Belfast Telegraph

Monday 22 September 2014

Bloody Sunday: Saville witnesses who told lies may face perjury trial

Relatives of those shot dead on Bloody Sunday wave to crowds after reading a copy of the long-awaited Saville Inquiry report, outside the Guildhall
Families of the victims of the Bloody Sunday shootings march from the Bogside to the Guildhall holding photographs of their relatives, to gain a preview of the Saville Report on June 15, 2010
A youth is arrested at gunpoint by a Paratrooper in Derry on Bloody Sunday Picture by Fred Hoare

Perjury charges could be brought against a number of witnesses who provided evidence to the Bloody Sunday inquiry, it has emerged.
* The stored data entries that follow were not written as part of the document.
PR #26, opened 2023-04-27
cleaning up exit codes in scripts

terrykong:


yhtang (approved):
Thanks for the changes :)

PR #33, opened 2023-05-02
Adds initial rosetta CI workflows - but steps are no-ops

terrykong:


.github/workflows/_build_rosetta.yaml
```diff
@@ -0,0 +1,60 @@
...
+          registry: ghcr.io
+          username: ${{ github.repository_owner }}
+          password: ${{ secrets.GITHUB_TOKEN }}
+
+      - name: Set docker metadata
+        id: meta
+        uses: docker/metadata-action@v4
+        with:
+          images: |
+            ${{ env.UPLD_IMAGE }}
```
yhtang, line 54: Since these are all single-line arguments, why not just make them denser by keeping them in-line?

.github/workflows/_test_rosetta.yaml
```diff
@@ -0,0 +1,42 @@
+name: ~test and lint Rosetta
+
+on:
+  # Manual trigger
+  workflow_dispatch:
+  # Called from another workflow
+  workflow_call:
+    inputs:
+      ROSETTA_IMAGE_TAG:
```
yhtang, line 9: I recently decided to use the complete image address rather than only the tag part for the workflow input. See [for example here](https://github.com/NVIDIA/JAX-Toolbox/blob/main/.github/workflows/_test_jax.yaml). This will make it easier for us to switch between the public facing `nvidia/t5x` and internal `nvidia/jax-toolbox-internal` repos. Could you please update this input argument as in the `_test_jax.yaml` example?

.github/workflows/ci.yaml
```diff
@@ -59,4 +59,12 @@ jobs:
     uses: ./.github/workflows/_test_jax.yaml
     with:
       JAX_IMAGE: ${{ needs.build-jax.outputs.DOCKER_TAGS }}
-    secrets: inherit
\ No newline at end of file
+    secrets: inherit
+
+  rosetta:
```
yhtang, line 64: `rosetta` -> `build-rosetta`

.github/workflows/nightly-rosetta-test.yaml
```diff
@@ -0,0 +1,45 @@
+name: Nightly Rosetta test
+
+on:
+  workflow_run:
+    workflows: [Nightly Rosetta build]
+    types: [completed]
+  workflow_dispatch:
+    inputs:
+      ROSETTA_IMAGE_TAG:
```
yhtang, line 9: Same as above, we will migrate to use complete image URLs instead of only the tag part.

yhtang (changes requested):
LGTM, but please fix a few nitpicks. Thanks! 😄

.github/workflows/_build_rosetta.yaml
terrykong: done

.github/workflows/_test_rosetta.yaml
terrykong: makes sense. done

.github/workflows/ci.yaml
terrykong: done

.github/workflows/nightly-rosetta-test.yaml
terrykong: done

yhtang (approved):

The Public Prosecution Service (PPS) said Lord Saville’s report refers to certain witnesses providing evidence to the inquiry which they knew to be false.
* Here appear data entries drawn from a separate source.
PR #36, opened 2023-05-03
Add MGMN Pax Tests

ashors1:
This PR extends the Pax test suite to include multi-GPU and multi-node performance tests.


.github/container/test-pax.sh
```diff
@@ -90,7 +96,8 @@ done
 
 # # Set derived variables
 
-NGPUS=$(nvidia-smi -L | grep -c '^GPU')
+GPUS_PER_NODE=$(nvidia-smi -L | grep -c '^GPU')
+NGPUS=$(( $GPUS_PER_NODE * $NODES ))
```
yhtang, line 100: `$((GPUS_PER_NODE * NODES))` should do since we are already using `$((...))`. There is no need for the extra dollar signed in front of individual variables.

yhtang (changes requested):
Great job!

I noticed that the three jobs `single-process-single-gpu`, `single-process-single-gpu`, and `multi-gpu-multi-node` are nearly identical except for a few lines. Can we unify them to avoid duplicating the boilerplates?

For example, I see that the three jobs differ at the `SBATCH` directives:
```
  single-process-single-gpu:
          ...
          #SBATCH --nodes=1
          #SBATCH --gpus-per-node=1
          #SBATCH --tasks=1
          #SBATCH --tasks-per-node=1

  multi-gpu-single-node:
          ...
          #SBATCH --nodes=1
          #SBATCH --gpus-per-node=${{ steps.meta.outputs.TOTAL_TASKS }}
          #SBATCH --tasks=${{ steps.meta.outputs.TOTAL_TASKS }}
          #SBATCH --tasks-per-node=${{ steps.meta.outputs.TOTAL_TASKS }}

  multi-gpu-multi-node:
          ...
          #SBATCH --nodes=2
          #SBATCH --gpus-per-node=8
          #SBATCH --tasks=16
          #SBATCH --tasks-per-node=8
```
but it seems that the task counts etc. can be computed in a unified way in the `meta` job step.

The `test-pax.sh` also takes in slightly different arguments in the three jobs that could be handled using a few lines of `if-else`.

This should allow us to significantly reduce the size of this workflow file and help make it more maintainable. 🌻

.github/workflows/_test_pax.yaml
```diff
@@ -73,11 +87,13 @@ jobs:
...
+              --batch-per-gpu 4 \
               --steps 500 \
-              --data-parallel ${{ matrix.DP }} \
-              --tensor-parallel ${{ matrix.TP }} \
-              --pipeline-parallel ${{ matrix.PP }} 
+              --data-parallel ${{ matrix.PARALLEL_CONFIG[0] }} \
+              --tensor-parallel ${{ matrix.PARALLEL_CONFIG[1] }} \
+              --pipeline-parallel ${{ matrix.PARALLEL_CONFIG[2] }} \
+              --nodes ${{ steps.meta.outputs.NODES }} \
+              --multiprocess
```
yhtang, line 96: I'm not sure for Pax, but for T5X, the behavior is different with and without `--multiprocess` for single-node-multi-GPU runs. How does Pax behave here?

.github/workflows/_test_pax.yaml
```diff
@@ -41,11 +45,20 @@ jobs:
         id: meta
         shell: bash -x -e {0}
         run: |
-          TEST_CASE_NAME=1P${{ matrix.N_GPU }}G${{ matrix.DP }}DP${{ matrix.TP }}TP${{ matrix.PP }}PP
+          TEST_CASE_NAME=${{ matrix.PARALLEL_CONFIG[0] }}DP${{ matrix.PARALLEL_CONFIG[1] }}TP${{ matrix.PARALLEL_CONFIG[2] }}PP
+          TOTAL_TASKS=$((${{ matrix.PARALLEL_CONFIG[0] }} * ${{ matrix.PARALLEL_CONFIG[1] }} * ${{ matrix.PARALLEL_CONFIG[2] }}))
+          GPUS_PER_NODE=$TOTAL_TASKS
```
yhtang, line 50: How about consolidating lines 50-56 into
```
MAX_GPUS_PER_NODE=8
NODES=$((TOTAL_TASKS / MAX_GPUS_PER_NODE))
GPUS_PER_NODE=$((TOTAL_TASKS / NODES))
```
?

yhtang (changes requested):

.github/workflows/_test_pax.yaml
ashors1: Yes, the behavior is different for the two. I think it is desirable to do the single-gpu run without multiprocess. Would you prefer that I split that run into a separate job?

.github/workflows/_test_pax.yaml
ashors1: I don't think this will quite do what we want because `NODES` needs to be the ceiling of `TOTAL_TASKS / MAX_GPUS_PER_NODE`. But I think that `NODES=$((result=(TOTAL_TASKS+MAX_GPUS_PER_NODE-1)/MAX_GPUS_PER_NODE))` should suffice.

yhtang: Good catch 👍

.github/workflows/_test_pax.yaml
yhtang: We don't have to split the job. Something along the line `$([[ <SOME-CONDITION> ]] && echo --multiprocess)` should do.

yhtang (approved):
Ready to go :)

yhtang:
Hold on. There is a degeneracy of test case names. The [latest run](https://github.com/NVIDIA/JAX-Toolbox/actions/runs/4878352284) ended up creating 6 artifacts out of 7 jobs. We need to encode the test names properly to reflect the difference between single-process and multi-process runs.

yhtang (approved):
LGTM

PR #43, opened 2023-05-03
[rosetta] Adds CI steps for building and testing rosetta

terrykong:


.github/workflows/_test_rosetta.yaml
```diff
@@ -14,16 +14,52 @@ on:
...
+
+      - name: Pull Rosetta image
+        shell: bash -x -e {0}
+        run: |
+          docker pull ${{ inputs.ROSETTA_IMAGE }}
+
+      - name: Run Rosetta tests w/ docker
+        run: |
+          set -x
+          docker run --gpus '"device=0,1"' ${{ inputs.ROSETTA_IMAGE }} sh -c "pip install '/opt/rosetta[test]' && pytest /opt/rosetta ${{ matrix.MARKERS }}"
```
yhtang, line 45: Is there a particular reason for only using 2 GPUs? Preferably, we don't hardcode the number of GPUs since the compute nodes may have a variable number of GPUs available.

.github/workflows/_test_rosetta.yaml
```diff
@@ -14,16 +14,52 @@ on:
...
+
   rosetta-lint-check:
```
yhtang, line 47: It just occurred to me that we should lint Rosetta before even the build, right?

yhtang: We can create a separate reusable workflow just for linting either rosetta or even the entire repo, and call it at the beginning of the entire CI pipeline.

yhtang (changes requested):

.github/workflows/_test_rosetta.yaml
yhtang: How about we leave linting out of the scope of this PR, and do the whole-repo linting via another PR?

terrykong: > It just occurred to me that we should lint Rosetta before even the build, right?

Good point, it could be good to do it before since we'd avoid wasting compute on improperly formatted code. I originally created it as a parallel step since I would imagine we'd be interested in the functionality even if the code wasn't to our style guidelines.

I can remove it for now since it's not a hard change to re-introduce (and there's nothing substantive to lint yet anyways 😄)

yhtang: Sounds good. We can enforce style guide later.

.github/workflows/_test_rosetta.yaml
terrykong: So my assumption here was that the tests could always assume there were 2 GPUs so that we wouldn't have to create additional logic to select the right devices. The example in mind, was if someone pjitt-ed a function for DP, the batch size would need to be divisible by the number of devices. So if the tests had arrays with BS=2, we'd be okay if num_devices<=2, but if num_devices>2 we'd error.

My understanding was that after jax was imported, the "visible devices" was fixed, so to run a test on a subset of GPUs, we'd need to run in a subprocess. Is there a way to make devices after jax has been imported? If so, I agree with what you're suggesting.

.github/workflows/_test_rosetta.yaml
```diff
@@ -14,16 +14,52 @@ on:
...
+          password: ${{ secrets.GITHUB_TOKEN }}
+
+      - name: Pull Rosetta image
+        shell: bash -x -e {0}
+        run: |
+          docker pull ${{ inputs.ROSETTA_IMAGE }}
+
+      - name: Run Rosetta tests w/ docker
+        run: |
+          set -x
```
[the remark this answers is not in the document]
terrykong: Good point. Done!

.github/workflows/_test_rosetta.yaml
terrykong: Wellll, right now some tests do have hard coded batch sizes, but I suppose they could be refactored so that:
1. odd number of devices > 1 throws an error and
2. batchsize should be a multiple of 8

and then we should be robust to most common configurations.

I can remove the explicit device specification for now since there aren't any "real" tests anyways, but does the above sound good?

yhtang: Sounds good.

terrykong: Done

yhtang (approved):

yhtang:
Done! 🎆

PR #53, opened 2023-05-08
Allow Rosetta's distribution creation script to target multiple upstream/base projects

terrykong:
Change should make it easier to base rosetta on a different base library


yhtang:
Could you please share a bit about what is 'library independence'?

terrykong:
> Could you please share a bit about what is 'library independence'?

The change here was to make it so that the `create-distribution.sh` script (formerly `create-t5x-distribution.sh`) could be used to create a different "build" of rosetta. In the future, when someone needs to build a "paxml" or other build of rosetta, they should be able to re-use that script now and just provide different args/patchlist.

yhtang:
Now I understand that. It required a bit of change in the mindset 😄

terrykong:
> Now I understand that. It required a bit of change in the mindset 😄

Sorry, I think the phrasing could've been better 😅

rosetta/create-distribution.sh
```diff
@@ -45,27 +56,26 @@ done
...
+INSTALLED_DIR=${INSTALLED_DIR:-/opt/t5x}
 DISTRIBUTION_BASE_REF=${DISTRIBUTION_BASE_REF:-main}
-INTERNAL_T5X_SUBMODULE_DIR=$SCRIPT_DIR/t5x
-UPSTREAM_GIT_URL=https://github.com/google-research/t5x.git
+UPSTREAM_GIT_URL=${UPSTREAM_GIT_URL:-https://github.com/google-research/t5x.git}
 
-if [[ -z "$INSTALLED_T5X_DIR" ]]; then
-  echo "[ERROR]: Need to specify the env INSTALLED_T5X_DIR="
+if [[ -z "$INSTALLED_DIR" ]]; then
+  echo "[ERROR]: Need to specify the env INSTALLED_DIR="
```
yhtang, line 70: Since we have the `-d/--dir` option for specifying the installation dir, we could print the error message plus the usage guide here.

rosetta/create-distribution.sh
```diff
@@ -74,25 +84,26 @@ git branch --force distribution-base $DISTRIBUTION_BASE_REF
...
-  git -C $INTERNAL_T5X_SUBMODULE_DIR "$@"
-}
-NV_REMOTE_NAME=nv-t5x
-if [[ -d $INTERNAL_T5X_SUBMODULE_DIR ]]; then
-  for remote_branch in $(git-nv-t5x branch --remotes | grep -v 'origin/HEAD' | egrep -v 'origin/test_[0-9]+'); do
-    # Try creating a local tracking branch, but if already exists, then update it to match remote
-    git-nv-t5x checkout --track $remote_branch || git-nv-t5x reset --hard $remote_branch
+if [[ -n "${EXTRA_MIRROR_DIR+x}" ]] && [[ -d $EXTRA_MIRROR_DIR ]]; then
+  EXTRA_REMOTE_NAME=extra
+  function git-extra {
```
yhtang, line 94: Since this command appends an additional mirror to the git command, would `git+mirror` be more intuitive?

rosetta/create-distribution.sh
```diff
@@ -149,8 +157,11 @@ EOF
 done
 
 # Cleanup
-for remote in $UPSTREAM_REMOTE_NAME $NV_REMOTE_NAME; do
+for remote in $UPSTREAM_REMOTE_NAME ${EXTRA_REMOTE_NAME:-}; do
```
yhtang, line 160: Would `${EXTRA_REMOTE_NAME:-}` behave the same as `${EXTRA_REMOTE_NAME}` here?

yhtang (changes requested):

rosetta/Dockerfile.t5x
```diff
@@ -3,9 +3,12 @@ FROM ${BASE_IMAGE} AS distribution-builder
...
 COPY . /opt/rosetta
 WORKDIR /opt/rosetta
-RUN bash create-t5x-distribution.sh -p patchlist.txt -d /opt/t5x
+RUN bash create-distribution.sh \
+  -p patchlist-t5x.txt \
+  -u https://github.com/google-research/t5x.git \
+  -d /opt/t5x
 # TODO(terry): revisit whether any of these are needed
-RUN rm -rf .git $(find /opt -name "__pycache__") #&& git submodule deinit -f t5x
+RUN rm -rf .git $(find /opt -name "__pycache__")
```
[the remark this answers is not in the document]
yhtang: Thanks for the offline communication. Now I realize that the layers will get flattened later via
```
COPY --from=distribution-builder /opt/t5x /opt/t5x
COPY --from=distribution-builder /opt/rosetta /opt/rosetta
```
So we _can_ reduce final image size this way.

yhtang (approved):
Good to go 😄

A PPS spokeswoman said that since some of that evidence was given to the inquiry sitting in London, the PPS is now in consultation with the Crown Prosecution Service “in regard to any possible offences that arise”.

The Saville report into the atrocity in Londonderry in 1972 said some of the British soldiers who opened fire on crowds at a civil rights demonstration later lied about their actions.

Some families of victims have said they are keen for criminal charges to be brought following Lord Saville’s report. If further legal action is brought, it could increase divisions between nationalists and unionists, who are opposed to any further legal action being taken.

Yesterday a former British commander said the paratroopers acted like Nazi stormtroopers.

Colonel Richard Kemp said his immediate feeling on hearing the findings of the Saville Inquiry was that guilty soldiers should be jailed for a long time.

“I think that the actions we have heard described are much more like the actions of Nazi stormtroopers than British paratroopers,” he said.

Col Kemp, who commanded all British troops in Afghanistan, thought the report into the massacre should see the full wrath of the law brought down on the killers.

David Cameron’s public apology on Tuesday for what he described as the “shocking” events on Bloody Sunday has split opinion within the Army.

On an unofficial Army internet forum many soldiers have posted their opposition to the Prime Minister’s apology.

“Cameron does not speak for me. And this on the day we lose two more in Afghan,” one said.

Another added: “Very disappointing bit of grovelling from Cameron. I thought we had left the meaningless apologies behind us when the previous shower were turfed out.”

One soldier said: “Got quite emotional when I saw the news. Sold out again. The whole Army has been insulted. Don’t know why we bothered.”